Flow control technology using the pulsed-DC plasma actuators has been demonstrated as an effective way of reducing the turbulent boundary-layer drag, which has attracted great interest from the aeronautical industry. However, the detail of the flow field induced by the pulsed-DC plasma actuator in quiescent air has rarely been addressed. In order to further reveal the controlling mechanism of the pulsed-DC plasma actuator, the experimental investigation on the flow field created by a pulsed-DC plasma actuator has been carried in quiescent air by using Schlieren visualization technique and Particle Image Velocimetry (PIV) measurement.
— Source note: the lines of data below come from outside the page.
PR #811, opened 2023-09-06
chore: use workflows in codeigniter4/.github

kenjis:
See https://github.com/codeigniter4/CodeIgniter4/issues/7819

- `phpcpd.yml` is not updated. See #813
- update rector to 0.18.2


datamweb (approved):
Honestly, I always have a problem with one repo being dependent on another. However, I understand the benefits of this work for the team. You are trying to eliminate duplicate tasks.

**codeigniter4/.github** It seems to be public, and I assume so any repo can use this method even if it is not under organization?

composer.json
```diff
@@ -26,7 +26,8 @@
         "codeigniter4/framework": "^4.2.7",
         "mikey179/vfsstream": "^1.6.7",
         "mockery/mockery": "^1.0",
-        "firebase/php-jwt": "^6.4"
+        "firebase/php-jwt": "^6.4",
+        "rector/rector": "0.18.1"
```
datamweb, line 30:
```suggestion
        "rector/rector": "0.18.2"
```

kenjis:
> codeigniter4/.github It seems to be public, and I assume so any repo can use this method even if it is not under organization?

Yes.
> The called workflow is stored in a public repository, and your organization allows you to use public reusable workflows.
https://docs.github.com/en/actions/using-workflows/reusing-workflows#access-to-reusable-workflows

MGatner (approved):
Even though I think using Rector as a non-dependency is technically better I think this ends up being cleaner and safer. I will move my own work in the same direction.

kenjis:
@MGatner If we don't have rector, devs cannot run rector.
 And PhpStorm always complains about "Undefined class" in `rector.php`.

`rector.php` is closely related to the version of rector; we cannot specify the version of rector without adding rector to `composer.json`.

Have you experienced any dependency conflicts with installing rector?

MGatner:
Nope! I bought into Bergmann's strong anti-dependency sentiment for static analysis when I first created this. I'm over it 😇 This is a good change.

PR #12946, opened 2025-02-03
Add missing field to disks and support InstantSnapshot

karolgorc:
closes https://github.com/hashicorp/terraform-provider-google/issues/16426

Added some missing fields to `google_compute_disk`. One of them is `sourceInstantSnapshot` so i've added the resource to create instant snapshots into terraform.

One thing i'm having trouble testing is `sourceStorageObject`. It requires a Bucket with an image stored as `*.tar.gz`. Only way i've found of recreating this in an acceptance test is using `gcloud image export` into the bucket but don't know if we want something like that in our tests. Please LMK!

```release-note:enhancement
compute: added fields `architecture`, `source_instant_snapshot`, `source_storage_object`, `resource_manager_tags`  to `google_compute_disk`.
```

```release-note:new-resource
`google_compute_instant_snapshot`
```


mmv1/products/compute/InstantSnapshot.yaml
```diff
@@ -0,0 +1,104 @@
+---
```
slevenick, line 1: Needs copyright

mmv1/products/compute/InstantSnapshot.yaml
```diff
@@ -0,0 +1,104 @@
...
+    description: Labels to apply to this InstantSnapshot.
+    update_url: 'projects/{{project}}/zones{{zone}}/instantSnapshots/{{name}}/setLabels'
+    update_verb: 'POST'
+  - name: 'labelFingerprint'
+    type: Fingerprint
+    description: |
+      The fingerprint used for optimistic locking of this resource. Used
+      internally during updates.
+    output: true
+    update_url: 'projects/{{project}}/zones/{{zone}}/instantSnapshots/{{name}}/setLabels'
```
slevenick, line 102: No need for update_url or several of these fields on an output only field?

slevenick (commented):
Is labels updatable? The whole resource is marked immutable but it has update_url set

slevenick:
You should be able to add a tar.gz image into our test-fixtures file (for example for the IAP product: https://github.com/GoogleCloudPlatform/magic-modules/tree/main/mmv1/third_party/terraform/services/iap/test-fixtures) and then upload it via a google_storage_object resource

mmv1/products/compute/InstantSnapshot.yaml
karolgorc: I took the code for `labels` and `labelFingerprint` from Disk.yaml. 

Not really sure about the in's and out's of it but LabelFingerprint is updated while any label changes, so it's needed.

This happens when there isn't any update logic in `labelFingerprint`

image

karolgorc:
>Is labels updatable? The whole resource is marked immutable but it has update_url set

Seems that it doesn't matter. It doesn't force replace

image

slevenick:
> > Is labels updatable? The whole resource is marked immutable but it has update_url set
> 
> Seems that it doesn't matter. It doesn't force replace
> 
> image

Interesting! Can you add an update test for labels then?

mmv1/third_party/terraform/services/compute/resource_compute_instant_snapshot_test.go.tmpl
```diff
@@ -0,0 +1,159 @@
...
+	{{- end }}
+)
+
+func TestAccComputeInstantSnapshot_basicFeatures(t *testing.T) {
+	var is compute.InstantSnapshot
+	context := map[string]interface{}{
+		"random_suffix": acctest.RandString(t, 10),
+	}
+
+	resource.Test(t, resource.TestCase{
```
slevenick, line 26: Should be `acctest.VcrTest` instead of resource.Test, this is causing the error in replaying.

slevenick (changes requested):

karolgorc:
The disk had a wrong name in the `instant_snapshot_basic.tf.tmpl` file making it fail in parallel runs. Fixed

mmv1/products/compute/Disk.yaml
```diff
@@ -249,7 +272,17 @@ properties:
...
-
+  - name: 'sourceStorageObject'
+    type: String
+    description: |
+      The full Google Cloud Storage URI where the disk image is stored.
+      This file must be a gzip-compressed tarball whose name ends in .tar.gz or virtual machine disk whose name ends in vmdk.
+      Valid URIs may start with gs:// or https://storage.googleapis.com/.
+      This flag is not optimized for creating multiple disks from a source storage object.
+      To create many disks from a source storage object, use gcloud compute images import instead.
+    api_name: sourceStorageObject
```
slevenick, line 283: Same, remove

mmv1/products/compute/InstantSnapshot.yaml
```diff
@@ -0,0 +1,120 @@
...
+    update_verb: 'POST'
+    key_expander: ''
```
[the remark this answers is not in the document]
karolgorc: Removed. Seems to be working both with or without it. It's used in disk tough

```
- name: 'labelFingerprint'
    type: Fingerprint
    description: |
      The fingerprint used for optimistic locking of this resource.  Used
      internally during updates.
    output: true
    update_url: 'projects/{{project}}/zones/{{zone}}/disks/{{name}}/setLabels'
    update_verb: 'POST'
    key_expander: ''
```

mmv1/products/compute/Disk.yaml
```diff
@@ -249,7 +272,17 @@ properties:
...
+    ignore_read: true
+    diff_suppress_func: 'tpgresource.CompareSelfLinkOrResourceName'
```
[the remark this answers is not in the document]
karolgorc: Removed and tested.

mmv1/products/compute/Disk.yaml
karolgorc: Removed and tested.

mmv1/products/compute/Disk.yaml
```diff
@@ -144,6 +144,29 @@ properties:
...
+    type: String
+    description: |
+      The source instant snapshot used to create this disk. You can provide this as a partial or full URL to the resource.
+      For example, the following are valid values:
+
+      * `https://www.googleapis.com/compute/v1/projects/project/zones/zone/instantSnapshots/instantSnapshot`
+      * `projects/project/zones/zone/instantSnapshots/instantSnapshot`
+      * `zones/zone/instantSnapshots/instantSnapshot`
+
+    api_name: sourceInstantSnapshot
```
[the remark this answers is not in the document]
karolgorc: Removed and tested.

slevenick (approved):

PR #12950, opened 2025-02-03
add sweepers auto-resolver code

ScottSuarez:
Adding missing sweeper regions and introduce auto resolver code. Note that I haven't added unit tests since this code is still evolving. Need to work this for the {{name}} and {{prefixes}}.

```release-note:none

```


tools/sweeper_resolver/main.go
```diff
@@ -0,0 +1,293 @@
...
+		log.SetFlags(log.LstdFlags | log.Lshortfile)
+	}
+
+	logger.Printf("Starting program with directory path: %s", *dirPath)
+
+	if *dirPath == "" {
+		log.Fatal("Please provide a directory path using -dir flag")
+	}
+
+	allTests, errs := reader.ReadAllTests(*dirPath)
```
melinath, line 54: Ideally we'd want this to be integrated in the CI pipeline, which is already reading tests in order to do missing test detection. It would be great to only read them once, then do all the relevant processing of that data (for missing tests, sweeper regions, and sweepable prefix detection), and post any suggested changes as inline comments (or comments on the file in cases where inline doesn't work for some reason).

tools/sweeper_resolver/main.go
```diff
@@ -0,0 +1,293 @@
...
+	}
+}
+
+type MetaData struct {
+	Resource       string `yaml:"resource"`
+	GenerationType string `yaml:"generation_type"`
+	SourceFile     string `yaml:"source_file,omitempty"`
+}
+
+func main() {
```
melinath, line 34: We should run this using cobra to match our other tooling and because it's more readable and abstracts away some of the weird stuff about golang CLI implementation. It should return the basic data about what issues were detected, which would get used by the CI to generate inline comments (ideally using some kind of generic implementation that could handle issue creation for missing test detector and sweepable prefixes as well - maybe also for other arbitrary feedback we might want to create in the future. For example, we could return an object that contains a message plus the line number and file to attach it to. Any multi-line message should most likely be built using a go template.)

melinath (changes requested):

melinath:
This is pretty high level feedback so I'm not getting into details because I don't know how much will change - let me know if you have any questions!

PR #12955, opened 2025-02-04
Update cluster versions in TestAccContainerNodePool_concurrent

bbasata:
At time of this writing, the cluster default version is 1.31.5. The acceptance test fails because the API will not update such a cluster to 1.29.4.

This change updates the static versions and leaves hyper-breadcrumbs for the next traveler on this path.

Fixes https://github.com/hashicorp/terraform-provider-google/issues/21116

```release-note:none

```

### DIFF
--- a/mmv1/third_party/terraform/services/container/resource_container_node_pool_test.go.tmpl
+++ b/mmv1/third_party/terraform/services/container/resource_container_node_pool_test.go.tmpl
@@ -3985,7 +3985,7 @@ resource "google_container_cluster" "cluster" {
   deletion_protection = false
   network             = "%s"
   subnetwork          = "%s"
-  version             = "1.32.0-gke.1448000"
+  min_master_version  = "1.32.0-gke.1448000"
 }
 
 resource "google_container_node_pool" "np1" {
--- a/mmv1/third_party/terraform/services/container/resource_container_node_pool_test.go.tmpl
+++ b/mmv1/third_party/terraform/services/container/resource_container_node_pool_test.go.tmpl
@@ -3960,6 +3960,8 @@ resource "google_container_node_pool" "np1" {
   location           = "us-central1-a"
   cluster            = google_container_cluster.cluster.name
   initial_node_count = 2
+  // 2025-02-03: current default cluster version is 1.31.5-gke.1023000. This will change over time.
+  // Reference:  https://cloud.google.com/kubernetes-engine/docs/release-notes#current_versions
 }
 
 resource "google_container_node_pool" "np2" {
@@ -3967,6 +3969,8 @@ resource "google_container_node_pool" "np2" {
   location           = "us-central1-a"
   cluster            = google_container_cluster.cluster.name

In addition to the pressure wave induced by the pulsed-DC plasma actuator at the initiation stage, it is of great interest that two bi-direction vortices (vortex A and vortex B) and one corner vortex (vortex C) created by the pulsed-DC plasma actuator are observed and the tangential and vertical positions of the vortex core of the vortex A which is moving along the lower electrode are observed to scale with t1/5 as it develops at 24.5 degrees to the wall. Meanwhile, the formation mechanisms of the three vortices are discussed. Based on the aforementioned results, the whole spatial-temporal evolution process of the induced flow field is summarized for affording a comprehensive detail of the pulsed-DC plasma actuator. The results lay a foundation for understanding the controlling mechanism and advancing the numerical simulation model of the pulsed-DC plasma actuator.